Crop plants have specific change-of-seasons requirements. Mars has seasons like Earth does, but the Martian year is 668 days, which might or might not confuse plants.
Some More Challenges
Mars One proposes that the 8 Marsonauts live in a closed environment of only about 2,200 square feet, about size of a modest one-family home back here, and that they grow their food in that space as well. Biosphere-2 occupied 3.14 acres. That’s 136,778 square feet.
The plan will be to grow food hydroponically — in water without soil. That is possible, a lot of water will be needed, and even 2,200 square feet will likely not be enough room, especially if the plants are going to depend on solar energy, which is much weaker there than back here. One of the most dependable foods are red algae, the kind that Japanese use in many of their foods. But a diet of mostly red algae will be tiresome and probably unhealthy.
A lot of energy is going to be needed, starting with just plain heating the interior dwellings. There are three possible sources of energy: solar energy, used by the NASA Rovers; a nuclear power plant transported from Earth; and — a long shot— local geothermal energy, which I will explain in the book.
Back on Earth, natural ecosystems require change over time, and redundancy is necessary --- more than one small plot of one kind of ecosystem --- for the life within it to persist. In a small enclosure on Mars, there will be little room for that kind of redundancy, and getting crops growing in constant conditions will increase the challenge. Several very small closed ecosystems have also been tested. Some, with just algae and bacteria and other microbes, have persisted for several decades, but they under go major changes in which species dominates.

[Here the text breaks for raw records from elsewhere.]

PR #2358, opened 2026-09-10
feat(ci): add workflow to cut a release branch and build its image

sheltoncyril:
## Summary

Adds a manually triggered (`workflow_dispatch`) workflow that cuts a release branch and pushes a matching container image tag. During code freeze, this replaces creating the branch by hand and waiting for a merge to produce the image.

## Changes

- **`.github/workflows/cut-release-branch.yml`** (new) — creates the release branch, then builds and pushes `<registry>/<image>:<tag>`.

  | Input | Default | Description |
  | --- | --- | --- |
  | `branch_name` | (required) | Release branch to create, for example `3.6`. |
  | `source_ref` | `main` | Branch, tag or commit SHA to cut from. |
  | `image_tag` | `branch_name` | Image tag override. |
  | `image_name` | `opendatahub-tests` | Image name, without the registry prefix. |
  | `registry` | `quay.io/opendatahub` | Registry and namespace to push to. |
  | `build_image` | `true` | Build and push the image after the branch is created. |

  Branch name and image tag are validated, and `main` is rejected as a target. If the branch already exists, creation is skipped with a warning and the image is still rebuilt, so the workflow is safe to re-run.

- **`.github/workflows/build-push-image.yml`** (new) — reusable `workflow_call` workflow holding the build and push logic that previously lived only in the on-merge workflow, including the `io.opendatahub.tests.required-images` manifest labels. Without this, a duplicated build for release branches would have produced images missing those labels.

- **`.github/workflows/build-push-container-on-merge.yml`** — refactored to call the reusable workflow. Tag resolution (`main` to `latest`, otherwise the base ref) and the PR status comment are unchanged.

- **`docs/GITHUB_WORKFLOWS.md`** — documents the new workflow, its inputs, and how to call the reusable workflow.

## Notes for reviewers

- Branch creation uses `RHODS_CI_BOT_PAT` and falls back to `GITHUB_TOKEN`. If branch creation is restricted by branch protection, the PAT needs `contents: write` on this repository.
- Post-cut steps such as updating version constants or branch-specific configuration are not automated here. Happy to add them in a follow-up if that is wanted.
- A full release process document is still to come.

## Testing

`workflow_dispatch` workflows can only be run from the default branch, so this cannot be exercised end to end until it is merged. YAML syntax was validated locally, and the reusable workflow is byte-for-byte the same build and push steps that run today on merge.

## Summary by CodeRabbit

- **Documentation**
  - Added a release process guide covering release branches, container image tags, test-pipeline registration, naming conventions, verification, backports, and troubleshooting.
  - Added README guidance linking to the release process.
  - Expanded workflow documentation with input normalization and validation, image tag fallback rules, conditional publishing, reusable-workflow configuration, registry secrets, and fork-based testing instructions.

### DIFF
--- a/.github/workflows/build-push-container-on-merge.yml
+++ b/.github/workflows/build-push-container-on-merge.yml
@@ -10,86 +10,32 @@ permissions:
   issues: write
 
 jobs:
-  if_merged:
+  resolve-tag:
     if: github.event.pull_request.merged == true
     runs-on: ubuntu-latest
+    outputs:
+      tag: ${{ steps.tag.outputs.tag }}
     steps:
-      - name: Checkout Repository
-        uses: actions/checkout@v7
-        with:
-          ref: ${{ github.event.pull_request.base.ref }}
-      - name: Set env TAG
-        run: |
-          if [ ${{ github.event.pull_request.base.ref }} == "main" ]; then
-              echo "TAG=latest" >> $GITHUB_ENV
-          else
-              echo "TAG=${{ github.event.pull_request.base.ref }}" >> "$GITHUB_ENV"
-          fi
-      - name: Install uv
-        uses: astral-sh/setup-uv@v10.0.1
-
-      - name: Generate image manifest
-        id: manifest
-        continue-on-error: true
-        run: echo "json=$(uv run python scripts/generate_image_manifest.py --compact)" >> "$GITHUB_OUTPUT"
-
-      - name: Compute manifest checksum
-        id: checksum
-        if: steps.manifest.outcome == 'success'
+      - name: Set image tag
+        id: tag
         env:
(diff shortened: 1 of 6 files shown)


.github/workflows/build-push-container-on-merge.yml
```diff
@@ -10,86 +10,34 @@ permissions:
   issues: write
 
 jobs:
-  if_merged:
```
dbasunag, line 13: We should leave this one as it is. This automation works, and adding changes here is not necessary for the automation you are trying to do.

sheltoncyril:
Good point, reverted `build-push-container-on-merge.yml` to its original inline steps in b415cc3f. `build-push-image.yml` is now only used by `cut-release-branch.yml`, so the on-merge automation is untouched.

PR #2361, opened 2026-09-10
[RHAI-196] Use CPU LLMInferenceServiceConfig in llm-d tests

threcc:
# Pull Request

## Summary

- Update CpuConfig to discover the versioned CPU configuration and set it through baseRefs. 
- Remove the hardcoded vLLM CPU image and CPU KV-cache environment setting so llm-d tests inherit these values from the cluster configuration.

## Related Issues

- Upstream PR: https://github.com/opendatahub-io/kserve/pull/1869
- JIRA: https://redhat.atlassian.net/browse/RHAI-196

## Tests

- [x] Locally - manually created the LLMInferenceServiceConfig in local cluster. before mergin this PR full tests with  the real LLMInferenceServiceConfig should executed
- [] Jenkins

## Summary by CodeRabbit

- **Tests**
  - Improved CPU inference test configuration by dynamically discovering compatible, versioned service configurations.
  - Increased the default wait time for inference test operations.
  - Added support for matching service configurations when accelerator information is unavailable.
  - Improved diagnostics when accelerator filtering is not applied.
  - Updated disconnected-cluster handling for models stored using Hugging Face locations.
  - Refined configuration matching to require the specified workload topology, improving test selection accuracy.

## Summary by CodeRabbit

- **Tests**
  - Improved model-serving test configuration discovery by selecting compatible, versioned CPU inference service configurations based on deployment topology.
  - Added filtering for recommended accelerator settings and stricter matching of topology and configuration names.
  - Improved behavior in ARM64 and disconnected environments using Hugging Face storage.
  - Added clearer handling and diagnostics when no matching inference configuration is found.
  - Increased the default wait period for model-serving operations to better accommodate longer-running deployments.


threcc:
/hold

this should be merged only when the upstream PR: https://github.com/opendatahub-io/kserve/pull/1869  lands on rhoai 3.6ea2 downstream

tests/model_serving/model_server/llmd/llmd_configs/config_base.py
```diff
@@ -165,27 +164,51 @@ def readiness_probe(cls) -> dict:
...
+        2. Skip HuggingFace-backed tests on disconnected clusters.
+        3. Find the versioned CPU ``LLMInferenceServiceConfig`` for the
+           single-node workload topology.
+        4. Fail if no matching configuration is available.
+        5. Return a derived configuration class referencing the selected
+           ``LLMInferenceServiceConfig`` through ``base_refs``.
         """
-        Skip CPU inference on arm64 clusters.
+        supported_topology = "workload-single-node"
+        name_regex = r"^(?:.*-)?kserve-config-llm-template-cpu$"
```
pierDipi: if in `find_matching_llminferenceserviceconfig` we would change the meaning of `accelerator = None` to be "find the config with [empty `opendatahub.io/recommended-accelerators`](https://github.com/opendatahub-io/kserve/blob/master/config/overlays/odh/accelerators/cpu-config-llm-template.yaml#L10)"  we wouldn't need to rely on hardcoded config names

threcc: Done it, now the preset is selected based on 
- accelerator (None)  
- `topology` ("workload-single-node")
- ` accelerator_config_name_regex` not fast by default as we do for GPU, so that now can be overridden by fast variant

mwaykole (approved):

PR #2406, opened 2026-09-18
fix: resolve TrustyAI migration route directly

sheltoncyril:
## What
- resolve the TrustyAI service Route directly from the cluster
- avoid relying on unsupported TrustyAIService.external_route

## Validation
- `uv run pytest -q tests/ai_safety/trustyai_service/service/test_trustyai_service.py::test_trustyai_service_db_migration`
- Result: 1 passed

The image-registry validation behavior is intentionally unchanged.


sheltoncyril:
Emergency fix for trusyai tests breaking

PR #2768, opened 2024-06-08
chore: address deprecations from new records

dordsor21:


worldedit-core/src/main/java/com/sk89q/worldedit/world/World.java
```diff
@@ -419,7 +419,7 @@ default boolean isWorld() {
     }
 
     @Override
-    default String getId() {
+    default String id() {
```
dordsor21, line 422: Thoughts on altering the overriden method?

worldedit-core/src/main/java/com/sk89q/worldedit/world/NullWorld.java
```diff
@@ -78,7 +78,7 @@ public String getNameUnsafe() {
     //FAWE end
 
     @Override
-    public String getId() {
+    public String id() {
```
dordsor21, line 81: Thoughts on altering the overriden method?

worldedit-core/src/main/java/com/sk89q/worldedit/registry/Category.java
```diff
@@ -36,7 +36,7 @@ protected Category(final String id) {
         this.id = id;
     }
 
-    public final String getId() {
+    public final String id() {
```
SirYwell, line 39: This is not an overridden method, so that's breaking I guess?

worldedit-core/src/main/java/com/sk89q/worldedit/world/NullWorld.java
SirYwell: Should be fine as long as `getId()` calls `id()`

SirYwell (changes requested):

worldedit-core/src/main/java/com/sk89q/worldedit/registry/Category.java
dordsor21: Upstream had it implementing Keyed, fixed

SirYwell (approved):

PierreSchwang (approved):

PR #2773, opened 2024-06-09
feat: improve fawe limits

### LINKED ISSUE #1874: Bad calculation of the number of blocks changed?
### Server Implementation

Paper

### Server Version

1.18.2

### Describe the bug

```yaml
limits:
[some-line]
  builder-plus:
    max-actions: 2
    max-changes: 8000000
    max-checks: 80000000
    max-fails: 4000000
    max-iterations: 500
[some-line]
```

image

### To Reproduce

1. Define limitation

### Expected behaviour

### Screenshots / Videos

image

### Error log (if applicable)

_No response_

### Fawe Debugpaste

### Fawe Version

FastAsyncWorldEdit-2.4.1

### Checklist

### Anything else?

_No response_

### LINKED ISSUE #2679: max-blockstates config limit is not enforced on //set
### Server Implementation

Paper

### Server Version

1.20.4

### Describe the bug

I have `max-blockstates: 5` however this restriction doesn't seem to be enforced when using `//set` or `//set #clipboard`.

Here is an example of where I was able to set 59,000 hoppers when it should have stopped me:
Example: //set hopper

### To Reproduce

1. Set max-blockstates: to a low number
2. Set a block entity beyond the limit you set

### Expected behaviour

WorldEdit action should be prevented

### Screenshots / Videos

_No response_

### Error log (if applicable)

_No response_

### Fawe Debugpaste

https://athion.net/ISPaster/paste/view/a64ea766b59b41a796b4fb6fe87c1008

### Fawe Version

2.9.3-SNAPSHOT-724;ca2c18e

### Checklist

### Anything else?

_No response_

dordsor21:
- add FaweLimit implementations for increasing concurrency levels
 - allow FaweLimit to perform processing (and forcefully disable as required) to capture [tile] entities
 - Use `BlockVector3#set(Extent orDefault)` where appropriate to reduce block checks
 - fixes #2679
 - fixes #1874


worldedit-core/src/main/java/com/sk89q/worldedit/command/BrushCommands.java
```diff
@@ -992,15 +992,15 @@ public void command(
                     Expression radius,
             @Arg(desc = "Command to run")
                     List<String> input,
-            @Switch(name = 'p', desc = "Show any printed output")
-                    boolean print
+            @Switch(name = 'h', desc = "Hide any printed output")
+                    boolean hide
```
dordsor21, line 996: Not having output from this brush is awkward, especially since it only runs the command once

PierreSchwang (approved):
Untested, but looks good code-wise

NotMyFault (approved):

PR #2776, opened 2024-06-11
Support Sponge Schematic v3

PierreSchwang:
## Overview
WorldEdit's new default schematic is v3 of sponge - the rise of named schematics requires FAWE to follow up.

## Description
- Adds upstream classes and schematic reader/writer.
- Adds FAWE-specific optimized writers / (readers?)
  - Writer is faster, especially on larger regions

Recycling of oxygen, water, wastes, and the minerals plants need to grow is a major challenge. In Biosphere 2, some recycling was done by having an artificial wetland --- plants growing in fresh water, which on Earth do a very good job of cleaning up sewage, taking up and storing nitrogen and phosphorus in forms that plants can use. But there may be precise little room for this.
These are just a few of the many things that must be considered to make a habitable space station. I will write more about this.